Fig. 4. In vivo two-photon intravital microscopy of GBM after NP injection. (a) Schematic representation of the excitation laser and detection windows for conjugated iron oxide nanoparticles (SPIONs), in green) and implanted glioblastoma multiforme (GBM, in red), for imaging through two-photon intravital microscopy (IVM). (b) Representative IVM images of implanted brain tumors in mice injected with Ferumoxytol-FITC and Ferumoxytol-FITC-VDA at 24 h after NP administration, showing GBM (in red) and FITC (in green) signals in axial planes and corresponding sagittal planes. Scale bars, 100 μm.

Fig. 5. Nanoparticle extravasation and multiscale imaging correlation. (a) Boxplot of fluorescence spatial decay rate of Ferumoxytol-FITC (in grey) and Ferumoxytol-FITC-VDA (in blue). Significant difference between the two groups was indicated when *P < 0.05 (n = 4 per group). (b) Correlation scatter plot between spatial decay rate and T₂ relaxation time for mice administered with Ferumoxytol-FITC (in black) and Ferumoxytol-FITC-VDA (in blue). Experimental points (±SD) were fitted with a linear regression (dashed red line, R² = 0.84).

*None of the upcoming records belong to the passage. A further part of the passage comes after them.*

PR #3760, opened 2022-04-22
refactor: Move price helper fetch to pools

memoyil:


Chef-Cheems (approved):
Thanks! We've been thinking what to do with changing 200+ lines 😅

PR #3763, opened 2022-04-23
fix: Language selector dropdown appears when scrolling in mobile

memoyil:
In mobile especially smaller screen size phones when scrolling down language dropdown appears. 

https://user-images.githubusercontent.com/2213635/164975427-f7c3f3ee-6838-4786-ad93-ffcfbfd7029b.mp4


chefilip:
Since the issue only occurs on small screen, could you add a condition that the fix is only applied for small screen. Thanks.

memoyil:
> Since the issue only occurs on small screen, could you add a condition that the fix is only applied for small screen. Thanks.

Done 👍

chefilip (approved):

PR #3782, opened 2022-04-26
fix(locked-pool): Remove user locked UI when logging out

chefilip:


memoyil:
Imo we can remove the state via resetUserState action of poolReducer

chefilip:
> Imo we can remove the state via resetUserState action of poolReducer. The UI here is just an extra guard.

We already have this logic in the reducer.
Screen Shot 2022-04-26 at 18 47 09

PR #3823, opened 2022-05-03
perf: Use promise all to reduce execution time of pools user data fetch

memoyil:
It reduces user data execution time from ~3s to ~1s


chefilip:
Great PR! Thanks for your contribution.

chefilip (approved):

PR #3830, opened 2022-05-04
refactor(prediction): Convert Global State to Local State and add Config Provider

chefilip:
Purpose: Enable to have multiple prediction token version in the future.
Tasks: 
- Convert Prediction Global State into Local State
- Generalize the Prediction Config


src/pages/prediction/leaderboard.tsx
```diff
@@ -1,3 +1,18 @@
...
+
 import PredictionsLeaderboard from '../../views/Predictions/Leaderboard'
 
-export default PredictionsLeaderboard
+const store = makeStore(reducers, initialState, config)
+
+export default () => {
+  return (
+    <ConfigProvider>
+      <LocalReduxProvider store={store}>
```
chef-jojo, line 13: we don't need to make different store for prediction and leaderboard page, right?

src/state/predictions/hooks.ts
```diff
@@ -136,6 +138,31 @@ export const useGetOrFetchLeaderboardAddressResult = (account: string) => {
...
 
-export const useGetSelectedAddress = () => {
-  return useSelector((state: State) => state.predictions.leaderboard.selectedAddress)
+export const useGetSelectedAddress = (): string => {
+  return useSelector((state: PredictionsState) => state.leaderboard.selectedAddress)
+}
+
+// Because Modal Component is rendered outside the Prediction Page contexts
+// We have to pass local state as props instead of retrieving directly in component
+export const useStatModalProps = (account?: string) => {
```
chef-jojo, line 147: umm can we inject the provider in _app.tsx?

src/pages/prediction/leaderboard.tsx
chefilip: Good catch.

src/state/predictions/hooks.ts
chefilip: we couldn't achieve various prediction config if Injecting Config Provider in `_app.tsx`. The flaw is in the Modal component design. It should use Portal to keep the Context.

chef-jojo (approved):

PR #3833, opened 2022-05-04
fix: Contract hooks cause unnecessary rerenders and requests even signer not used

memoyil:
https://github.com/pancakeswap/pancake-frontend/blob/2d1c22c99035d319cf118019d0968776e7295b0c/src/components/GlobalCheckClaimStatus/index.tsx#L73

When loading the page for the first time, it renders twice since reference from contract hook changes (because of wallet login) even the signer is not used. In here it makes requests twice unnecessarily.

### DIFF
--- a/src/hooks/useContract.ts
+++ b/src/hooks/useContract.ts
@@ -292,7 +292,7 @@ function useContract<T extends Contract = Contract>(
   )
 
   const canReturnContract = useMemo(
-    () => !(!address || !ABI || withSignerIfPossible ? !library : false),
+    () => (address && ABI && withSignerIfPossible ? library : true),
     [address, ABI, library, withSignerIfPossible],
   )
 
--- a/src/hooks/useContract.ts
+++ b/src/hooks/useContract.ts
@@ -50,6 +50,8 @@ import { getContract, getProviderOrSigner } from '../utils'
 
 import { IPancakePair } from '../config/abi/types/IPancakePair'
 
+const EMPTY_ARRAY = Object.freeze([])
+
 /**
  * Helper hooks to get specific contracts (by ABI)
  */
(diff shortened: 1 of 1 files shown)


src/hooks/useContract.ts
```diff
@@ -68,18 +70,20 @@ export const useERC20 = (address: string, withSignerIfPossible = true) => {
   const { library, account } = useActiveWeb3React()
   return useMemo(
     () => getBep20Contract(address, withSignerIfPossible ? getProviderOrSigner(library, account) : null),
-    [account, address, library, withSignerIfPossible],
+    // eslint-disable-next-line react-hooks/exhaustive-deps
```
chefilip, line 73: Could we do this?
```
const signer = useMemo(() => withSignerIfPossible ? getProviderOrSigner(library, account) : null, [withSignerIfPossible, library, account])

return useMemo(() => getContract(address, signer), [address, signer])
```

memoyil: Done 👍

src/hooks/useContract.ts
```diff
@@ -277,16 +286,20 @@ function useContract<T extends Contract = Contract>(
...
     if (!address || !ABI || !library) return null
     try {
-      return getContract(address, ABI, withSignerIfPossible ? getProviderOrSigner(library, account) : null)
+      return getContract(address, ABI, signer)
     } catch (error) {
       console.error('Failed to get contract', error)
       return null
     }
-  }, [address, ABI, library, withSignerIfPossible, account]) as T
+    // eslint-disable-next-line react-hooks/exhaustive-deps
```
chefilip, line 301: do we still need this comment?

memoyil: Removed 👍

chefilip (approved):

PR #3848, opened 2022-05-05
refactor: Use promise all in nft refetch

memoyil:


memoyil:
It should be ordered thus we should not use promise all here

PR #3859, opened 2022-05-08
fix: Modal bottom cannot be tapped on safari mobile due to safari bottom bar expanding

memoyil:


packages/uikit/src/widgets/Modal/styles.tsx
```diff
@@ -49,6 +50,7 @@ export const ModalContainer = styled(Box)<{ minWidth: string }>`
   border-radius: 32px;
   width: 100%;
   max-height: 100vh;
```
memoyil, line 52: This will stay as fallback if calc is not supported

chef-jojo (approved):

PR #3893, opened 2022-05-11
feat: Make isCommunity data fetched from farm auction on chain contract

memoyil:


src/state/farms/fetchFarmsWithAuctions.ts
```diff
@@ -0,0 +1,59 @@
...
+      },
+    ],
+    { requireSuccess: false },
+  )
+  const blocksUntilBlock = auctionData.endBlock.toNumber() - currentBlock
+  if (blocksUntilBlock < 0) {
+    const secondsUntilStart = blocksUntilBlock * BSC_BLOCK_TIME
+    const currentAuctionEndDate = add(new Date(), { seconds: secondsUntilStart })
+    if (
+      Math.abs(now - add(currentAuctionEndDate, { days: FARM_AUCTION_HOSTING_IN_DAYS }).getTime()) /
```
chefilip, line 37: `now` here will no longer be `the now` if `await` functions above are executed slowly.

src/state/farms/fetchFarmsWithAuctions.ts
```diff
@@ -0,0 +1,59 @@
...
+        (24 * 3600 * 1000) >
+      FARM_AUCTION_HOSTING_IN_DAYS
```
chefilip, line 39: I think using `seconds` format would make it more readable.

src/state/farms/fetchFarmsWithAuctions.ts
```diff
@@ -0,0 +1,59 @@
...
+        params: [currentAuctionId, 0, 500],
+      },
+    ],
+    { requireSuccess: false },
+  )
+  const blocksUntilBlock = auctionData.endBlock.toNumber() - currentBlock
+  if (blocksUntilBlock < 0) {
+    const secondsUntilStart = blocksUntilBlock * BSC_BLOCK_TIME
+    const currentAuctionEndDate = add(new Date(), { seconds: secondsUntilStart })
+    if (
```
chefilip, line 36: Could we write like this:
```
secondsUntilStart > FARM_AUCTION_HOSTING_IN_SECONDS
```

src/state/farms/fetchFarmsWithAuctions.ts
memoyil: Done

src/state/farms/fetchFarmsWithAuctions.ts
memoyil: Done

src/state/farms/fetchFarmsWithAuctions.ts
memoyil: Done

chefilip (approved):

Fig. 6. Histopathology analysis. (a) CD31 staining (in brown) of mouse brain tumor tissue following injection with Ferumoxytol-FITC or Ferumoxytol-FITC-VDA, highlighting signs of vessel collapse (black arrows). Scale bars, 200 μm. (b) Optical fluorescence analysis of FITC signal from tumor tissue slides of mice injected with Ferumoxytol-FITC or Ferumoxytol-FITC-VDA. Scale bars, 200 μm. (c) Normalized intensity (±SD) bar plot comparing Ferumoxytol-FITC and Ferumoxytol-FITC-VDA. Significant difference between the two groups was indicated when **P < 0.005.

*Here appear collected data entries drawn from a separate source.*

PR #3894, opened 2022-05-11
fix: wrong query condition in token transaction

vunhutien:
fix: wrong query condition for token transaction info page.


chef-jojo (approved):
Nice catch!

PR #3896, opened 2022-05-11
feat(cake-prediction): Add Cake Prediction

chefilip:


src/views/Predictions/components/RoundCard/SetPositionCard.tsx
```diff
@@ -73,19 +76,38 @@ const getValueAsEthersBn = (value: string) => {
...
+
+  const { isVaultApproved, setLastUpdated } = useCakeApprovalStatus(token.symbol === 'CAKE' ? predictionsAddress : null)
+  const { handleApprove, pendingTx } = useCakeApprove(
+    setLastUpdated,
+    predictionsAddress,
+    t('You can now start prediction'),
+  )
+
+  // BNB prediction doesn't need approval
+  const doesCakeApprovePrediction = token.symbol === 'BNB' || isVaultApproved
```
memoyil, line 108: Why don't we use useApproveConfirmTransaction hook?

chefilip: AFAIK, `useApproveConfirmTransaction` is low-level hook which is used for more generic cases. If we use `useApproveConfirmTransaction` for such specific cases, the duplication would increase.

src/views/Predictions/context/config.ts
```diff
@@ -0,0 +1,20 @@
+import addresses from 'config/constants/contracts'
+
+import { GRAPH_API_PREDICTION_CAKE, GRAPH_API_PREDICTION } from 'config/constants/endpoints'
+import { getAddress } from 'utils/addressHelpers'
+import tokens from 'config/constants/tokens'
+
+export default {
+  BNB: {
+    address: getAddress(addresses.predictions),
+    api: GRAPH_API_PREDICTION,
```
memoyil, line 10: name can have bnb suffix

chefilip: Good idea. I will do it after release because it requires a env config on Vercel.

chef-jojo (dismissed):

PR #8106, opened 2023-02-07
Ensured that 'Signif_Figures' column in Data Grid sets list variables ro read only

### LINKED ISSUE #8067: Error with list variables and precision
I hope the figure shows the error:

image

@N-thony this may be an easy fix, but please try the problem for yourself, because it is followed by a possible further problem.  It may need discussion with @ChrisMarsh82 ?

Get it in the now usual way for lists.  So a New data frame with values say 1 to 100 in x1.  Then the calculator and any list variable in x2 - say divisors.

Now get the column metadata.  The list variables have NA for the precision.  You see from some of the other variables above that it may sometimes be useful to change that.  So, above I made it 3 and that caused the problem shown.

I am ok if list variables (at least for now) don't allow the signif element to be changed, but I don't like this error occurring.

I started again and tried other options in the metadata, but this seems the only one that gives this problem. 

But also, before fixing, could you also check what happens after this error, because R-Instat can still be used, but it is painful.  So try ignoring the advice and see what happens too.  I am not sure about the value of the advice, which may occur elsewhere.

So what happens currently is as follows:
a) It closed the data frame and gave the front screen.  When I try with multiple data frames it just closes the offending one..
b) I then started again - but without closing R-Instat - because I hadn't done much.
c) It seems to work fine - except I get the same error message many times (well perhaps 5 times) each time I press Ok.  That's the same problem if I keep working on another data frame, when more than one were used initially.

N-thony:
Fixes #8067 
@ChrisMarsh82 I have made the change as discussed few minutes ago that to disable the cell in the `Signif_Figures` where the `class` is list in the Column Metadata grid. Please have a look.


ChrisMarsh82 (approved):

N-thony:
@lloyddewit overt to you

instat/UserControls/DataGrid/ReoGrid/ucrColumnMetadataReoGrid.vb
```diff
@@ -43,6 +43,9 @@ Public Class ucrColumnMetadataReoGrid
         For i = 0 To grdData.CurrentWorksheet.Rows - 1
             For j = 0 To grdData.CurrentWorksheet.Columns - 1
                 grdData.CurrentWorksheet(row:=i, col:=j) = columnMetaData.Data(i, j)
+                If grdData.CurrentWorksheet.Item(row:=i, col:=j) = "list" Then
+                    grdData.CurrentWorksheet.GetCell(row:=i, col:=GetColumnIndex("Signif_Figures")).IsReadOnly = True
```
lloyddewit, line 47: The `GetColumnIndex()` function will potentially be called multiple times.
If we call the function outside the `For` loops (i.e. above line 43), then we only need to call the function once.
Should we move this function call?
Should we also check for the function returning `-1`?

lloyddewit (changes requested):
@N-thony thanks, just one question

instat/UserControls/DataGrid/ReoGrid/ucrColumnMetadataReoGrid.vb
```diff
@@ -40,9 +40,13 @@ Public Class ucrColumnMetadataReoGrid
         rngDataRange = New RangePosition(0, 0, grdData.CurrentWorksheet.Rows, grdData.CurrentWorksheet.Columns)
         grdData.CurrentWorksheet.SetRangeDataFormat(rngDataRange, DataFormat.CellDataFormatFlag.Text)
 
+        Dim iCoumnIndex As Integer = GetColumnIndex("Signif_Figures")
         For i = 0 To grdData.CurrentWorksheet.Rows - 1
             For j = 0 To grdData.CurrentWorksheet.Columns - 1
                 grdData.CurrentWorksheet(row:=i, col:=j) = columnMetaData.Data(i, j)
+                If grdData.CurrentWorksheet.Item(row:=i, col:=j) = "list" Then
```
lloyddewit, line 47: if `iColumnIndex` is -1, then the line below will trigger an exception.
Add a check like `AndAlso iColumnInex >= 0`?

instat/UserControls/DataGrid/ReoGrid/ucrColumnMetadataReoGrid.vb
```diff
@@ -40,9 +40,13 @@ Public Class ucrColumnMetadataReoGrid
         rngDataRange = New RangePosition(0, 0, grdData.CurrentWorksheet.Rows, grdData.CurrentWorksheet.Columns)
         grdData.CurrentWorksheet.SetRangeDataFormat(rngDataRange, DataFormat.CellDataFormatFlag.Text)
 
+        Dim iCoumnIndex As Integer = GetColumnIndex("Signif_Figures")
```
lloyddewit, line 43: fix typo?
```suggestion
        Dim iColumnIndex As Integer = GetColumnIndex("Signif_Figures")
```

lloyddewit (changes requested):

instat/UserControls/DataGrid/ReoGrid/ucrColumnMetadataReoGrid.vb
N-thony: this seems fixed now.

lloyddewit (approved):

lloyddewit (approved):

lloyddewit:
@berylwaswa if you can test, then we can merge, thanks

instat/UserControls/DataGrid/ReoGrid/ucrColumnMetadataReoGrid.vb
lloyddewit: @N-thony I may have started commenting before you were done with your changes ... sorry

berylwaswa:
@ChrisMarsh82 @lloyddewit @N-thony I have checked this and the cell where the class is list in the Column Metadata grid the Signif_Figures is disabled. It works fine.

Issue #8104, opened 2023-02-07
Implement the New output system and fix existing bugs


Vitalis95:
@rdstern, After reviewing the `Describe `menu dialogs with @Patowhiz and @anastasia-mbithe, we identified the following issues that need to be addressed.

**Describe> One Variable** dialogs
- [x]  **Summaries dialog** 
- [x] - Adding save controls to save objects for all the options 

- [x]  **Frequencies dialog**
- [x] - For `Table` option, we remove the **Output option** i.e **Text & HTML** and add save control.
- [x] - For `Graph` Option, fixing the bug
- [x] - Disabling `Both` option for now.
- [ ] - Find a way for the `stem and leaf` option to save an output object.

- [x] **Rating dialog**
- [x] - Adding save control to `Table` option

- [x] **Describe> Two/Three Variables**
- [x]  **Correlation** dilaog
- [x] In `Multivariable` option;
- [x] - Changing save label name
- [x] - Design changes

- [x] **Two Way Frequencies**  dilaog
- [x] In `Table` option
- [x] - Adding save control 

- [x]  **Three Way Frequencies**  dilaog
- [x] In `Table` option
- [x] - Adding save control

**Describe> General**
- [x]  **Column summaries**  dilaog
- [x] - Investigating the `calculate summary` function
- [x] - Adding save options i.e `save table` & `save dataframe`

- [ ] **Describe >Multivariate**
- [ ]  **Principal Component Analysis**  dilaog
- [ ] - Fix a bug where the receivers does not allow  to add variables
- [ ] - Adding save model for the new output system

- [x]  **Canonical correlation**  dilaog
- [x] - Fixing the bug

- [ ] **Cluster Analysis**  dilaog
- [ ] - Reviewing the design
- [ ] - Adding the save control for the new out put window

lilyclements:
Fixed in PRs attached, or, in those I couldn't see PRs for (Stem + Leaf, PCA dlg), checked manually and these problems are fixed

PR #8111, opened 2023-02-08
Implemented new output system in Describe >One variable >Frequencies dialog

anastasia-mbithe:
Fixes partially #8104 

@rdstern, @Patowhiz and @lloyddewit 
I have implemented the new output system in this dialog.
1. I have disabled the` Both option` since the new output system does not support producing two objects simultaneously. From the discussion with @Patowhiz, it's so easy for a user to go back and produce the other object when needed.
2. The dialog uses only one save control now.
3. The panel that initially controlled save as text(viewer) or HTML (browser) now controls save as a table and save as a data frame, for the `Table option`.


lloyddewit (approved):

lloyddewit:
@berylwaswa please could you test? thanks

berylwaswa:
@lloyddewit @anastasia-mbithe this looks good.
The Both option has been disabled and it's easy to go back and produce the other object.
The dialog uses only one save control.

PR #8113, opened 2023-02-08
Ensured Three-way Frequency dialog output is correct

derekagorhom:
fixes partly #8104 

@lloyddewit, @berylwaswa  This PR is ready for review.


berylwaswa:
@derekagorhom this works okay. With a large dataset, it takes some time but works fine.

lloyddewit (approved):

PR #8121, opened 2023-02-09
Reset the Scrollbar position on the DataView Grid  at the top when Filter is applied

### LINKED ISSUE #8116: Scrolling problem when data filtered
@N-thony I hope this will be simple to fix.  

When I apply a filter to a dataset, the immediate appearance depends on there I have scrolled to, in the main data.

[qcRain.zip](https://github.com/africanmathsinitiative/R-Instat/files/10694444/qcRain.zip)

To illustrate I think you can have any example - more than 1000 rows.  I think a solution may be simply to make sure the scrolling is at the top, before applying the filter.  

Otherwise the results seem to depend on where you have scrolled to.

In the example data I had a filter for December and also day number in month < 10.

a) If I am on row 1 when I apply the filter, then all is fine.
b) If I am halfway down then the screen is initially blank, but the 9 rows appear easily.
c) If I start at the bottom, then it is a pain - and rows appear one at a time as you press the top of the scroll bar.

As I said, I think if you could return to row 1, before doing the filter, then it should all be fine.

N-thony:
Fixes #8116
@rdstern @lloyddewit I made the change so that the scrollbar will always go at the top when the filter is applied. Have a look.


lloyddewit (approved):

lloyddewit:
@berylwaswa if you can test, then we can merge, thanks

rdstern:
@N-thony while you are here could you check the same thing "sideways".  I had 34 columns and only saw 30.  When I was at Variable 30 I went to the second page it was blank.  I think it is ok if I am at variable 1.

rdstern (commented):
@N-thony I confirm that the scrolling vertically seems fixed.  I then looked at scrolling horizontally with a new data frame of width 54 (my number of variables is set to 50) and hope the same can be done for this?
If you prefer it to be another pull request, then I'll approve this one.

N-thony:
The solution here fix the issue but it doesn't solve the problem in the Grid in general because the same problem found with the columns is also with the rows. I will try to fix it more general with the Grid.

rdstern (approved):
I am approving, because the sideways problem can be in a separate pull request.  And it would be good to have this feature fixed in time for the March workshops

Fig. 7. Study concept. (a) Stereotactic implantation of C6 glioblastoma cells into the right brain hemisphere and surgical implantation of a cranial glass window above the tumor implantation site. (b) Baseline pre-contrast imaging with magnetic resonance imaging (MRI). (c) Nanoparticle administration via intravenous injection. (d) In vivo post-contrast MRI. (e) Post-contrast two-photon intravital microscopy.